I found out I have mets to the liver... Please be here with me.

Hi AnaMarie,

It's hard to read your post without feeling the panic that so many of us had when recently diagnosed, and you must have had such shock at progression as very very hard to take, so lets wind it down with more information so we can help- first, please don't look at any statistics online, as they are completely irrelevant to the current state of treatments available, as you can appreciate from reading the posts of longer term survivors on the liver mets thread.

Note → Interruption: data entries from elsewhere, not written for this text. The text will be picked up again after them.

PR #7763, opened 2020-02-07
Make accuracy formatting more consistent

thewildtree:
Currently, `FormatAccuracy` omits all decimal places if the accuracy equals 100%. This behaviour is consistent with neither osu-web nor osu-stable, as you can see here:

stable:
image

web:
image

lazer on master:
image

Additionally, lazer itself isn't consistent in this matter since the in-game HUD (`PercentageCounter`) doesn't use `FormatAccuracy` and happily displays both decimal places when the accuracy equals 100%:
image

As discussed [here](https://github.com/ppy/osu/pull/7730#discussion_r375457851), it doesn't really make sense to go back and forth on the amount of decimal places just because the acc value hits 100, because why `0.00%` (or any other `.00%` value) but not `100.00%`?

This PR aims to make `FormatAccuracy` consistent with what has been the standard formatting in osu! for years, making it match osu-web / osu-stable and be more consistent throughout the whole game.

### DIFF
--- a/osu.Game/Graphics/UserInterface/PercentageCounter.cs
+++ b/osu.Game/Graphics/UserInterface/PercentageCounter.cs
@@ -3,6 +3,7 @@
 
 using System;
 using osu.Framework.Allocation;
+using osu.Game.Utils;
 
 namespace osu.Game.Graphics.UserInterface
 {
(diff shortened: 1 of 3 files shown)


bdach (approved):
Missed one spot which I fixed up, looks good otherwise 👍

peppy (approved):

PR #7896, opened 2020-02-19
Move DrawableHitObject accent colour update duties to ruleset

peppy:
As it turns out, only the osu! ruleset uses traditional combo colour mapping. In order to allow osu!catch to work correctly, it needs to override the previously forced `AccentColours`.

While none of our current rulesets use the same combo colour (based on combo index), there is a high chance that custom rulesets may want to. Rather than having them reimplement, they can choose to use the `proposedColour` or not.

### Custom ruleset DrawableHitObject implementations should manage their own AccentColour

If you were relying on osu! doing this for you until now, the fix is simple:

```csharp
public class DrawableAwesomeHitObject : DrawableHitObject<AwesomeHitObject>
{
    ...

    protected override void UpdateComboColour(Color4 proposedColour, IReadOnlyList<Color4> comboColours) => AccentColour.Value = proposedColour;
}
```


osu.Game/Rulesets/Objects/Drawables/DrawableHitObject.cs
```diff
@@ -336,23 +336,32 @@ protected sealed override void SkinChanged(ISkinSource skin, bool allowFallback)
...
         }
 
-        private void updateAccentColour()
+        private void updateComboColour()
         {
             if (HitObject is IHasComboInformation combo)
             {
                 var comboColours = CurrentSkin.GetConfig<GlobalSkinColours, IReadOnlyList<Color4>>(GlobalSkinColours.ComboColours)?.Value;
-                AccentColour.Value = comboColours?.Count > 0 ? comboColours[combo.ComboIndex % comboColours.Count] : Color4.White;
+                UpdateComboColour(comboColours?.Count > 0 ? comboColours[combo.ComboIndex % comboColours.Count] : Color4.White, comboColours);
```
bdach: The fallback to `Color4.White` in the case of null/no combo colours could be a problem if someone wanted to provide own colours only in those cases. Doing this makes it so "there are no colours to suggest" and "the colour white is suggested" are indistinguishable to the ruleset developer. Would go nullable there.

osu.Game/Rulesets/Objects/Drawables/DrawableHitObject.cs
```diff
@@ -336,23 +336,32 @@ protected sealed override void SkinChanged(ISkinSource skin, bool allowFallback)
...
         }
 
+        /// <summary>
+        /// Called when a combo colour change is proposed.
+        /// </summary>
+        /// <param name="proposedColour">The proposed combo colour, based off the combo index.</param>
+        /// <param name="comboColours">A list of combo colours provided by the beatmap or skin. Can be null if not available.</param>
+        protected virtual void UpdateComboColour(Color4 proposedColour, IReadOnlyList<Color4> comboColours)
+        {
+        }
```
bdach: It's probably because I don't fully know where you plan taking this forward, but I'm not feeling this API too much. I'd probably prefer a pure function myself (return `Color4` and then assign it where it needs to go).

I understand *why* the default implementation is empty (if it fell back to the old behaviour, there'd be no way of undoing it), and I'm guessing it's done like this to allow ruleset creators to change more than just one accent colour...?

peppy: we could feasibly leave the default implementation in there and cancel it out with no-base-call, although not sure how i feel about that since we try to avoid relying on base calls for externally exposed APIs.

osu.Game/Rulesets/Objects/Drawables/DrawableHitObject.cs
peppy: sounds fine too, will wait for confirmation from @smoogipoo.

osu.Game/Rulesets/Objects/Drawables/DrawableHitObject.cs
smoogipoo: The proposal is to make this return a Color4.

```csharp
DHO:
    protected virtual Color4 GetComboColour(IReadOnlyList<Color4> comboColours) => comboColours?.Count > 0 ? comboColours[combo.ComboIndex % comboColours.Count] : Color4.White;

DCHO:
    protected override Color4 GetComboColour(IReadOnlyList<Color4> comboColours) => comboColour?.Count > 0 ? comboColours[hitObject.IndexInBeatmap % comboColours.Count] : Color4.White;
```

Though as I mentioned yesterday, the whole `AccentColour` stuff feels super shocking to me. It's publicly exposed and because of that it loses all meaning in the context of an `IHasComboInformation` object - whatever accent colour you set on a `DHO` may or may not get replaced by the combo colours based on certain variables including timing.

So based on that it is my opinion that this shouldn't be a pure method unless `AccentColour` itself was only privately mutable, and that has its own issues to resolve too such as how do you set the accent colour of mania hitobjects, what should the value of the exposed colour be if there is no combo, or should it even _exist_ inside `DHO` (which again, I mentioned yesterday).

osu.Game/Rulesets/Objects/Drawables/DrawableHitObject.cs
smoogipoo: Agree with making nullable.

osu.Game/Rulesets/Objects/Drawables/DrawableHitObject.cs
peppy: I'm also fine with moving `AccentColour` into each ruleset if we decide that's the correct direction.

bdach: Good point, the fact of `AccentColour` being public makes my proposal entirely unviable.

Separating per ruleset would be probably pretty good, as it eliminates the problem of trying to come up with a good abstraction for everything. I'm not even sure how a generic solution for all rulesets could look like and I'd probably have to sit down for a couple of hours to see if one is even viable.

Not sure it's something that needs to be done right now, though. Could roll with this as a solution for now until it's no longer tenable.

smoogipoo: Let's go with that then, make it a pure method and then we can consider moving it out into a `DrawableHitObjectWithComboColour` at a later point. Important part is getting the API into a steady state, because anything further from there won't be too hard to change.

smoogipoo (approved):
This is fine as a temporary measure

It would help if you provide more information so we can formulate some ideas or provide some information- what was your initial diagnosis (ER-positive? HER2-positive? triple-negative? etc), what treatment(s) have you been on thus far? have you had genetic testing of the tumor for additional mutations that may be driving the cancer? what is your oncologist like? are they at a major cancer center? have you had second/third opinions? what is your family/friends support situation like? There is much hope in current treatments, just because the first one failed quickly does not mean the next ones won't give you long-term stability. Others will come along shortly with help and advice galore, let's hear more about your specific situation and hard as it is just try to hang in there!!!

Hi again AnaMarie,

Below is a link to Barbara Bigelow's blog, which you might want to read for some encouragement. I was following her blog from just almost the beginning, because she had the same diagnosis that I did and we were on the same drug regimen (Ibrance-Femara) and she was just a couple of months ahead of me. If you search back to her earlier posts, you will see that, like you, she completely failed her firstline regimen, and then join a clinical trial. I think there was a botched up biopsy in that it took forever to get results, but she learned about a year after she was first diagnosed that her metastatic cancer was triple-negative, rather than ER-positive, so of course the Ibrance-Femara never worked, and the clinical trial she was in would not work either, so at that point she was a year down the road and hadn't even been on any appropriate drug as yet. Extensive mets, including one that had taken out a kidney. Things looked dire.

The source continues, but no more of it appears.